#### [Description of the task]
The full data, repeated exactly, is the only answer needed.

#### [Input material]
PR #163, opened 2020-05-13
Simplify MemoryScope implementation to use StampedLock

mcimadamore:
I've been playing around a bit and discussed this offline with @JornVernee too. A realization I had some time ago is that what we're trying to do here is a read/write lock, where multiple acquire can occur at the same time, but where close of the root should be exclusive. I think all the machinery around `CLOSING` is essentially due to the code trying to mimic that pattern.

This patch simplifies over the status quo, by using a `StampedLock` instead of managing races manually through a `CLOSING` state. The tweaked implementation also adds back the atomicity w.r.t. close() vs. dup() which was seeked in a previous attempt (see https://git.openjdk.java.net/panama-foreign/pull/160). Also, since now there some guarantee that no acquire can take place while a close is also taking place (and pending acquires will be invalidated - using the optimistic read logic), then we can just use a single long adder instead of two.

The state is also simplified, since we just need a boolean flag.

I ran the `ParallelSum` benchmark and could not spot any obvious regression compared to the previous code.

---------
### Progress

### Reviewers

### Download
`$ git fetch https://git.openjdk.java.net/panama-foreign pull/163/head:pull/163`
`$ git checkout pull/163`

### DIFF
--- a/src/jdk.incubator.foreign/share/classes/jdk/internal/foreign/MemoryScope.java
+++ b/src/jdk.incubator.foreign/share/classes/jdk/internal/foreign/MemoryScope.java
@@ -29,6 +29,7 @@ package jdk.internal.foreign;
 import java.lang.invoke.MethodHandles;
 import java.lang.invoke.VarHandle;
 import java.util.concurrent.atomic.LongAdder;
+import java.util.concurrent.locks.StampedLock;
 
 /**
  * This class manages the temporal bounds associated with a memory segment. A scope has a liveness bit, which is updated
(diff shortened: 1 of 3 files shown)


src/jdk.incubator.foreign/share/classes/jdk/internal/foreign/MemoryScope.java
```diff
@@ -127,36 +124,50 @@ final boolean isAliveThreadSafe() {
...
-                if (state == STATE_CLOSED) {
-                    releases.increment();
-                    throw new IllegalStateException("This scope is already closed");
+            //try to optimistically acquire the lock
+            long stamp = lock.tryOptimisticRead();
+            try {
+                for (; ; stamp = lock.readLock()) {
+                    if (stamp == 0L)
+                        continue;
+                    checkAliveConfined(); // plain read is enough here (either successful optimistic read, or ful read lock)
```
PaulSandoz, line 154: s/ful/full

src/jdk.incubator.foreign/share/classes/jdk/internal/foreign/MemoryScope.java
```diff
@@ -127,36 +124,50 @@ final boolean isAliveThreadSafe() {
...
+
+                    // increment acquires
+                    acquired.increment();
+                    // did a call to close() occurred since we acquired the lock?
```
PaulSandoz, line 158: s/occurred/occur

#### [Solution below]
PR #163, opened 2020-05-13
Simplify MemoryScope implementation to use StampedLock

mcimadamore:
I've been playing around a bit and discussed this offline with @JornVernee too. A realization I had some time ago is that what we're trying to do here is a read/write lock, where multiple acquire can occur at the same time, but where close of the root should be exclusive. I think all the machinery around `CLOSING` is essentially due to the code trying to mimic that pattern.

This patch simplifies over the status quo, by using a `StampedLock` instead of managing races manually through a `CLOSING` state. The tweaked implementation also adds back the atomicity w.r.t. close() vs. dup() which was seeked in a previous attempt (see https://git.openjdk.java.net/panama-foreign/pull/160). Also, since now there some guarantee that no acquire can take place while a close is also taking place (and pending acquires will be invalidated - using the optimistic read logic), then we can just use a single long adder instead of two.

The state is also simplified, since we just need a boolean flag.

I ran the `ParallelSum` benchmark and could not spot any obvious regression compared to the previous code.

---------
### Progress

### Reviewers

### Download
`$ git fetch https://git.openjdk.java.net/panama-foreign pull/163/head:pull/163`
`$ git checkout pull/163`

### DIFF
--- a/src/jdk.incubator.foreign/share/classes/jdk/internal/foreign/MemoryScope.java
+++ b/src/jdk.incubator.foreign/share/classes/jdk/internal/foreign/MemoryScope.java
@@ -29,6 +29,7 @@ package jdk.internal.foreign;
 import java.lang.invoke.MethodHandles;
 import java.lang.invoke.VarHandle;
 import java.util.concurrent.atomic.LongAdder;
+import java.util.concurrent.locks.StampedLock;
 
 /**
  * This class manages the temporal bounds associated with a memory segment. A scope has a liveness bit, which is updated
(diff shortened: 1 of 3 files shown)


src/jdk.incubator.foreign/share/classes/jdk/internal/foreign/MemoryScope.java
```diff
@@ -127,36 +124,50 @@ final boolean isAliveThreadSafe() {
...
-                if (state == STATE_CLOSED) {
-                    releases.increment();
-                    throw new IllegalStateException("This scope is already closed");
+            //try to optimistically acquire the lock
+            long stamp = lock.tryOptimisticRead();
+            try {
+                for (; ; stamp = lock.readLock()) {
+                    if (stamp == 0L)
+                        continue;
+                    checkAliveConfined(); // plain read is enough here (either successful optimistic read, or ful read lock)
```
PaulSandoz, line 154: s/ful/full

src/jdk.incubator.foreign/share/classes/jdk/internal/foreign/MemoryScope.java
```diff
@@ -127,36 +124,50 @@ final boolean isAliveThreadSafe() {
...
+
+                    // increment acquires
+                    acquired.increment();
+                    // did a call to close() occurred since we acquired the lock?
```
PaulSandoz, line 158: s/occurred/occur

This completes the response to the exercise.